## Data records
PR #123, opened 2017-01-03
Set audio append start in transmuxer

gesinger:
Used to activate https://github.com/videojs/mux.js/pull/130

### DIFF
--- a/src/transmuxer-worker.js
+++ b/src/transmuxer-worker.js
@@ -119,6 +119,10 @@ class MessageHandlers {
     this.transmuxer.setBaseMediaDecodeTime(Math.round(timestampOffset * 90000));
   }
 
+  setAudioAppendStart(data) {
+    this.transmuxer.setAudioAppendStart(Math.round(data.appendStart * 90000));
+  }
+
   /**
    * Forces the pipeline to finish processing the last segment and emit it's
    * results.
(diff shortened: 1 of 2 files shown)


src/transmuxer-worker.js
```diff
@@ -119,6 +119,10 @@ class MessageHandlers {
     this.transmuxer.setBaseMediaDecodeTime(Math.round(timestampOffset * 90000));
   }
 
+  setAudioAppendStart(data) {
+    this.transmuxer.setAudioAppendStart(Math.round(data.appendStart * 90000));
```
imbcmdth: Should this be `Math.ceil`?? Since we take so much care elsewhere to make sure we don't overlap existing data, the possibility of this one rounding down the buffer seems a little worrying.

src/virtual-source-buffer.js
```diff
@@ -325,6 +325,15 @@ export default class VirtualSourceBuffer extends videojs.EventTarget {
     // Start the internal "updating" state
     this.bufferUpdating_ = true;
 
+    if (this.audioBuffer_ && this.audioBuffer_.buffered.length) {
+      let audioBuffered = this.audioBuffer_.buffered;
+
+      this.transmuxer_.postMessage({
+        action: 'setAudioAppendStart',
+        appendStart: audioBuffered.end(audioBuffered.length - 1)
```
imbcmdth: What if the `audioBuffered` length is 0?

gesinger: Checked for 0 above (in conditional)

imbcmdth: OK

imbcmdth:
LGTM

PR #124, opened 2017-01-05
drop audio tags that come before buffered end

mjneil:
PR #106 removed the dropping of FLV tags that came before the end of the buffer before appending to prevent artifacts due to missing I frames. This created an issue that caused audio to replay when appending a repeated segment from another rendition. It appears that when we append video data that has timestamps before the playhead, flash ignores those tags and does not replay video, but seems to not take into account the timestamps of the audio and appends the audio data to the buffer, causing a stall in video playback and a repeat in audio. 

This change trims the audio and video FLV tags separately to bring back dropping of audio tags that come before the end of the buffer, but keeping the video tags. Both types are still dropped on seeks.

### DIFF
--- a/src/flash-constants.js
+++ b/src/flash-constants.js
@@ -13,8 +13,8 @@
  */
 const flashConstants = {
   // times in milliseconds
-  TIME_BETWEEN_CHUNKS: 4,
-  BYTES_PER_CHUNK: 4096
+  TIME_BETWEEN_CHUNKS: 2,
+  BYTES_PER_CHUNK: 4096 * 8
 };
 
 export default flashConstants;
--- a/src/flash-constants.js
+++ b/src/flash-constants.js
@@ -13,7 +13,7 @@
  */
 const flashConstants = {
   // times in milliseconds
-  TIME_BETWEEN_CHUNKS: 2,
+  TIME_BETWEEN_CHUNKS: 4,
   BYTES_PER_CHUNK: 4096
 };
 
--- a/src/flash-constants.js
+++ b/src/flash-constants.js
@@ -14,7 +14,7 @@
 const flashConstants = {
   // times in milliseconds
   TIME_BETWEEN_CHUNKS: 2,
-  BYTES_PER_CHUNK: 4096 * 8
+  BYTES_PER_CHUNK: 4096
 };
 
 export default flashConstants;
--- a/src/flash-source-buffer.js
+++ b/src/flash-source-buffer.js
@@ -304,10 +304,7 @@ export default class FlashSourceBuffer extends videojs.EventTarget {
   convertTagsToData_(segmentData) {
     let segmentByteLength = 0;
     let tech = this.mediaSource_.tech_;
-    let targetVideoPts = 0;
-    let targetAudioPts = 0;
-    let i;
-    let j;
+    let targetPts = 0;
     let segment;
     let filteredAudioTags = [];
     let filteredVideoTags = [];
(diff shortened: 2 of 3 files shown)


src/flash-source-buffer.js
```diff
@@ -304,47 +304,68 @@ export default class FlashSourceBuffer extends videojs.EventTarget {
...
+    targetAudioPts *= 1e3;
+    targetAudioPts += this.basePtsOffset_;
 
     // skip tags with a presentation time less than the seek target
-    for (i = 0; i < tags.length; i++) {
-      if (tags[i].pts >= targetPts) {
-        filteredTags.push(tags[i]);
+    for (i = 0; i < videoTags.length; i++) {
+      if (videoTags[i].pts >= targetVideoPts) {
+        filteredVideoTags.push(videoTags[i]);
```
imbcmdth: We seem to not culling any video tags at all (effectively). I think the idea should cull with a bit of awareness of the GOP structure and cull entire GOPS that precede the `targetVideoPts` (which would be the seek time or the end of the buffer). Doing this means playback starts within complete GOPS and should eliminate the "smearing" that was experienced previously without pushing too many extra frames into Flash.

test/flash.test.js
```diff
@@ -343,6 +343,54 @@ QUnit.test('drops tags before currentTime when seeking', function() {
...
+
+  endTime = 10 + 7;
+  this.mediaSource.tech_.trigger('seeking');
+  sourceBuffer.appendBuffer(new Uint8Array(10));
+  this.swfCalls.length = 0;
+  timers.runAll();
+
+  // 0 - 9 for video tags not droped, 7 - 9 for audio tags (0 - 6 dropped for being before buffered end)
+  QUnit.deepEqual(this.swfCalls[0].arguments[0], [0, 1, 2, 3, 4, 5, 6, 7, 8, 9, 7, 8, 9],
+            'three tags are appended');
```
imbcmdth: This assertions description doesn't make sense - 13 tags are inserted!

test/flash.test.js
```diff
@@ -343,6 +343,54 @@ QUnit.test('drops tags before currentTime when seeking', function() {
...
+  // starting PTS value
+  while (i--) {
+    tags_.unshift(
+      makeFlvTag((i * 1000) + (29 * 1000),
+        new Uint8Array([i])));
+  }
+  sourceBuffer.segmentParser_.trigger('data', {
+    tags: {
+      videoTags: tags_,
+      audioTags: tags_
```
imbcmdth: `videoTags` and `audioTags` should have easily identifiable tags so that we can be sure that the right ones are culled. Right now you can't be sure which 0-9 and which 7-9 there are represented in the assertion below.

test/flash.test.js
```diff
@@ -343,6 +343,54 @@ QUnit.test('drops tags before currentTime when seeking', function() {
...
+  });
+
+  endTime = 10 + 7;
+  this.mediaSource.tech_.trigger('seeking');
+  sourceBuffer.appendBuffer(new Uint8Array(10));
+  this.swfCalls.length = 0;
+  timers.runAll();
+
+  // 0 - 9 for video tags not droped, 7 - 9 for audio tags (0 - 6 dropped for being before buffered end)
+  QUnit.deepEqual(this.swfCalls[0].arguments[0], [0, 1, 2, 3, 4, 5, 6, 7, 8, 9, 7, 8, 9],
```
imbcmdth: Shouldn't the video and audio tags be interleaved by time so that the output would be: `[0, 1, 2, 3, 4, 5, 6, 7, 7, 8, 8, 9, 9]`??

src/flash-constants.js
```diff
@@ -13,7 +13,7 @@
  */
 const flashConstants = {
   // times in milliseconds
-  TIME_BETWEEN_CHUNKS: 4,
+  TIME_BETWEEN_CHUNKS: 2,
```
imbcmdth: Please revert this change, please. Other than this it LGTM!

forbesjo:
Looks good to me.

## Exercise aim
Lines from the one containing "the assertion below." to the last line above, both included: copy these exactly and write nothing else.

## The completed task
imbcmdth: `videoTags` and `audioTags` should have easily identifiable tags so that we can be sure that the right ones are culled. Right now you can't be sure which 0-9 and which 7-9 there are represented in the assertion below.

test/flash.test.js
```diff
@@ -343,6 +343,54 @@ QUnit.test('drops tags before currentTime when seeking', function() {
...
+  });
+
+  endTime = 10 + 7;
+  this.mediaSource.tech_.trigger('seeking');
+  sourceBuffer.appendBuffer(new Uint8Array(10));
+  this.swfCalls.length = 0;
+  timers.runAll();
+
+  // 0 - 9 for video tags not droped, 7 - 9 for audio tags (0 - 6 dropped for being before buffered end)
+  QUnit.deepEqual(this.swfCalls[0].arguments[0], [0, 1, 2, 3, 4, 5, 6, 7, 8, 9, 7, 8, 9],
```
imbcmdth: Shouldn't the video and audio tags be interleaved by time so that the output would be: `[0, 1, 2, 3, 4, 5, 6, 7, 7, 8, 8, 9, 9]`??

src/flash-constants.js
```diff
@@ -13,7 +13,7 @@
  */
 const flashConstants = {
   // times in milliseconds
-  TIME_BETWEEN_CHUNKS: 4,
+  TIME_BETWEEN_CHUNKS: 2,
```
imbcmdth: Please revert this change, please. Other than this it LGTM!

forbesjo:
Looks good to me.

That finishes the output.